Chapter 11

by Charles Dickens

Quiet and solitude were destined to hold uninterrupted rule no longer, beneath the roof that sheltered the child. Next morning, the old man was in a raging fever accompanied with delirium; and sinking under the influence of this disorder he lay for many weeks in imminent peril of his life. There was watching enough, now, but it was the watching of strangers who made a greedy trade of it, and who, in the intervals in their attendance upon the sick man huddled together with a ghastly good-fellowship, and ate and drank and made merry; for disease and death were their ordinary household gods.

Yet, in all the hurry and crowding of such a time, the child was more alone than she had ever been before; alone in spirit, alone in her devotion to him who was wasting away upon his burning bed; alone in her unfeigned sorrow, and her unpurchased sympathy. Day after day, and night after night, found her still by the pillow of the unconscious sufferer, still anticipating his every want, still listening to those repetitions of her name and those anxieties and cares for her, which were ever uppermost among his feverish wanderings.

The house was no longer theirs. Even the sick chamber seemed to be retained, on the uncertain tenure of Mr Quilp’s favour. The old man’s illness had not lasted many days when he took formal possession of the premises and all upon them, in virtue of certain legal powers to that effect, which few understood and none presumed to call in question. This important step secured, with the assistance of a man of law whom he brought with him for the purpose, the dwarf proceeded to establish himself and his coadjutor in the house, as an assertion of his claim against all comers; and then set about making his quarters comfortable, after his own fashion.

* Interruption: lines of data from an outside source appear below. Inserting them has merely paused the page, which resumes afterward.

PR #1065, opened 2016-03-24
Extract and Implement ResultSetBuilder

merk:
As per #1017, this PR contains the extraction of ResultSetBuilder.

Please consider this for merging.

This PR technically creates a BC break for anyone using ResultSet::$_class and ResultSet::create().

### DIFF
--- a/lib/Elastica/Client.php
+++ b/lib/Elastica/Client.php
@@ -49,6 +49,11 @@ class Client
     protected $_callback;
 
     /**
+     * @var Connection\ConnectionPool
+     */
+    protected $_connectionPool;
+
+    /**
      * @var \Elastica\Request
      */
     protected $_lastRequest;
@@ -62,11 +67,6 @@ class Client
      * @var LoggerInterface
      */
     protected $_logger;
-
-    /**
-     * @var Connection\ConnectionPool
-     */
-    protected $_connectionPool;
 
     /**
      * Creates a new Elastica client.
--- a/lib/Elastica/Index.php
+++ b/lib/Elastica/Index.php
@@ -6,6 +6,7 @@ use Elastica\Exception\InvalidException;
 use Elastica\Exception\ResponseException;
 use Elastica\Index\Settings as IndexSettings;
 use Elastica\Index\Stats as IndexStats;
+use Elastica\ResultSet\BuilderInterface;
 
 /**
  * Elastica index object.
@@ -36,9 +37,7 @@ class Index implements SearchableInterface
      * All the communication to and from an index goes of this object
      *
      * @param \Elastica\Client $client Client object
-     * @param string           $name   Index name
-     *
-     * @throws \Elastica\Exception\InvalidException
+     * @param string $name Index name
      */
     public function __construct(Client $client, $name)
     {
@@ -289,13 +288,14 @@ class Index implements SearchableInterface
 
     /**
      * @param string|array|\Elastica\Query $query
-     * @param int|array                    $options
+     * @param int|array $options
+     * @param BuilderInterface $builder
      *
-     * @return \Elastica\Search
+     * @return Search
      */
-    public function createSearch($query = '', $options = null)
+    public function createSearch($query = '', $options = null, BuilderInterface $builder = null)
     {
-        $search = new Search($this->getClient());
+        $search = new Search($this->getClient(), $builder);
         $search->addIndex($this);
         $search->setOptionsAndQuery($options, $query);
 
--- a/lib/Elastica/Multi/Search.php
+++ b/lib/Elastica/Multi/Search.php
@@ -17,14 +17,9 @@ use Elastica\Search as BaseSearch;
 class Search
 {
     /**
-     * @var array|\Elastica\Search[]
+     * @var MultiBuilderInterface
      */
-    protected $_searches = array();
-
-    /**
-     * @var array
-     */
-    protected $_options = array();
+    private $_builder;
 
     /**
      * @var \Elastica\Client
@@ -32,13 +27,25 @@ class Search
     protected $_client;
 
     /**
+     * @var array
+     */
+    protected $_options = array();
+
+    /**
+     * @var array|\Elastica\Search[]
+     */
+    protected $_searches = array();
+
+    /**
      * Constructs search object.
      *
      * @param \Elastica\Client $client Client object
+     * @param MultiBuilderInterface $builder
      */
-    public function __construct(Client $client)
+    public function __construct(Client $client, MultiBuilderInterface $builder = null)
     {
-        $this->setClient($client);
+        $this->_builder = $builder ?: new MultiBuilder();
+        $this->_client = $client;
     }
 
     /**
@@ -47,18 +54,6 @@ class Search
     public function getClient()
     {
         return $this->_client;
-    }
-
-    /**
-     * @param \Elastica\Client $client
-     *
-     * @return $this
-     */
-    public function setClient(Client $client)
-    {
-        $this->_client = $client;
-
-        return $this;
     }
 
     /**
@@ -149,7 +144,7 @@ class Search
             $this->_options
         );
 
-        return new ResultSet($response, $this->getSearches());
+        return $this->_builder->buildMultiResultSet($response, $this->getSearches());
     }
 
     /**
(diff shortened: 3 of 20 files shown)


lib/Elastica/Search.php
```diff
@@ -462,7 +463,7 @@ public function search($query = '', $options = null)
             $params
         );
 
-        return ResultSet::create($response, $query);
+        return $this->_client->getResultSetBuilder()->buildResultSet($response, $query);
```
merk: I would prefer to inject the ResultSetBuilder directly into the Search object, but I think given the way Elastica is structured that developers will be creating these objects directly and we dont want to introduce such a major change..

lib/Elastica/Client.php
```diff
@@ -62,19 +69,23 @@ class Client
      * @var LoggerInterface
      */
     protected $_logger = null;
+
     /**
-     * @var Connection\ConnectionPool
+     * @var BuilderInterface
      */
-    protected $_connectionPool = null;
```
ruflin: This breaks BC in case someone extended the Client. Not something that prevents us from moving forward, but worth mentioning in the CHANGELOG.md.

lib/Elastica/Index.php
```diff
@@ -295,7 +293,7 @@ public function exists()
      */
     public function createSearch($query = '', $options = null)
     {
-        $search = new Search($this->getClient());
+        $search = new Search($this->getClient(), $this->getClient()->getResultSetBuilder());
```
ruflin: As far as I understand, every Search can be done with a different Result Builder, but by default is the one used set in the client. So instead of passing it here, we could make Search fetching the default result builder from client if the param as null.

lib/Elastica/Multi/Search.php
```diff
@@ -27,18 +32,20 @@ class Search
...
      * Constructs search object.
      *
      * @param \Elastica\Client $client Client object
+     * @param MultiBuilderInterface $builder
      */
-    public function __construct(Client $client)
+    public function __construct(Client $client, MultiBuilderInterface $builder = null)
     {
-        $this->setClient($client);
+        $this->_builder = $builder ?: new MultiBuilder();
```
ruflin: In a way there are 2 default builders: One for normal requests, one for multi requests. In the client only the one for single requests can be set?

lib/Elastica/ResultSet.php
```diff
@@ -15,117 +15,45 @@
...
-    protected static $_class = 'Elastica\\ResultSet';
-
-    /**
      * Results.
      *
-     * @var array Results
+     * @var Result[] Results
      */
-    protected $_results = array();
+    private $_results = array();
```
ruflin: BC breaks as noted in the beginning.

lib/Elastica/Search.php
```diff
@@ -74,9 +81,11 @@ class Search
      * Constructs search object.
      *
      * @param \Elastica\Client $client Client object
+     * @param BuilderInterface $builder
      */
-    public function __construct(Client $client)
+    public function __construct(Client $client, BuilderInterface $builder = null)
     {
+        $this->_builder = $builder ?: new Builder();
```
ruflin: Shouldn't the fall back be the one set in the client as default (see previous comment)?

lib/Elastica/Tool/CrossIndex.php
```diff
@@ -65,7 +65,7 @@ public static function reindex(
         array $options = array()
     ) {
         // prepare search
-        $search = new Search($oldIndex->getClient());
+        $search = $oldIndex->createSearch();
```
ruflin: Unrelated note, but I think this functionality will become obsolete with the new Reindex API coming in ES 2.3

ruflin:
As mentioned before I think this definitively goes in the right direction. I did quite a brief review but I saw that the changes to the public APIs and tests are minimal which is great to make it easier for people to migrate (which in most cases is not needed). Could you update the CHANGELOG.md with the BC breaks?

lib/Elastica/Index.php
merk: The API might make more sense to have an optional ResultSetBuilder parameter in createSearch()? Personally I'd prefer to see not having an optional parameter and force it being set at creation time. It simplifies the code and any possibility of bugs (IME)

lib/Elastica/Multi/Search.php
merk: Yeah, its a problem. I'd prefer not to have any in the Client at all because the Client shouldn't know about this stuff. I'm contemplating removing the Client option and forcing it to be set in the constructor of both the normal and multi Search instances.

lib/Elastica/ResultSet.php
merk: In the last discussion I explained that this is a good change and we should add it to CHANGELOG and bump the major version - manipulating the ResultSet by inheritance isnt correct anymore - changing the implementation of the ResultSetBuilder is the way to manipulate it now.

lib/Elastica/Search.php
merk: As above, I think it would be better for the Client to know nothing about the Builder.

lib/Elastica/Client.php
merk: The connection pool remains protected, my habit of alphabetising properties strikes here, its just now on line 54.

merk:
Regarding the ResultSet $_results variable, to make it simpler we could leave it protected and deprecate it for a major bump instead? That would mean this change has almost no effect on any current users..

lib/Elastica/Index.php
ruflin: What do you exactly mean by "set a creation time"? You mean inside the search object (which seems to be the case also with an optional param) or here inside createSearch? 

As createSearch is "only"  a proxy method it should probably provide all options that can be passed to Search itself. So I somehow like the idea of providing an additional third param which is optional. 

I can see your point about simplifying the code on our side and preventing bugs, but it makes it harder for beginners to start with Elastica. Some "magic" is ok from my point of view, as long as it can be overloaded by setting the specific params.

lib/Elastica/Multi/Search.php
ruflin: I would suggest the following approach first:
* Client has no knowledge of the builders
* Each builder has its own default type

This is in a way identical to the current behaviour. If we later realise that it could be convenient to set a "default" builder for each type we can still figure out, which is the best place to set it.

So I would remove it here probably.

lib/Elastica/ResultSet.php
ruflin: Yeah, that is what I mean by my note, that it should be added to the CHANGELOG. I'm ok with the BC break.

ruflin:
@merk That would be great, if we could deprecate it first. Like this we could do the release as following:

* 3.x with new feature and deprecations
* 4.x with feature removed

This gives people the opportunity to update the lib to the most recent version first without breaking their app but they already see what they have to change.

lib/Elastica/Index.php
merk: I've removed knowledge of the Builder from the Client. Now, the only way to configure which Builder is used is by passing it into a Search constructor or via the proxy createSearch() method on an Index or a Type.

lib/Elastica/Multi/Search.php
merk: I think that in the case of a Multi\Search, we're not going to encounter many people overriding this builder. There's just not much need to customise what it does, but providing that capability means noone has to extend core classes anymore.

The MultiBuilder is implemented that each Search that it runs can have its own builder, which is why I've left the `MultiBuilderInterface` and `MultiBuilder` in the Multi namespace.

I cant really remove the MultiBuilder concept - it has a difference purpose to the ResultSet Builder. There may be a better name for what it is doing?

merk:
I have moved ResultSet properties back to protected with deprecations and updated the CHANGELOG file.

lib/Elastica/Multi/Search.php
ruflin: Lets keep it as it is for the moment, merge it and work from there.

ruflin:
@merk Sorry, took me some time here to get back to this one. Could you rebase on top of master so I can merge this one in?

ruflin:
@merk BTW: ping when you rebase, as Github does not send notifications for this :-(

merk:
Rebased.

ruflin:
Argh, seems you have to rebase again as it conflicts with the logging PR :-(

merk:
Squashed and rebased

ruflin:
Merged. Thanks.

To this end, Mr Quilp encamped in the back parlour, having first put an effectual stop to any further business by shutting up the shop. Having looked out, from among the old furniture, the handsomest and most commodious chair he could possibly find (which he reserved for his own use) and an especially hideous and uncomfortable one (which he considerately appropriated to the accommodation of his friend) he caused them to be carried into this room, and took up his position in great state. The apartment was very far removed from the old man’s chamber, but Mr Quilp deemed it prudent, as a precaution against infection from fever, and a means of wholesome fumigation, not only to smoke, himself, without cessation, but to insist upon it that his legal friend did the like. Moreover, he sent an express to the wharf for the tumbling boy, who arriving with all despatch was enjoined to sit himself down in another chair just inside the door, continually to smoke a great pipe which the dwarf had provided for the purpose, and to take it from his lips under any pretence whatever, were it only for one minute at a time, if he dared. These arrangements completed, Mr Quilp looked round him with chuckling satisfaction, and remarked that he called that comfort.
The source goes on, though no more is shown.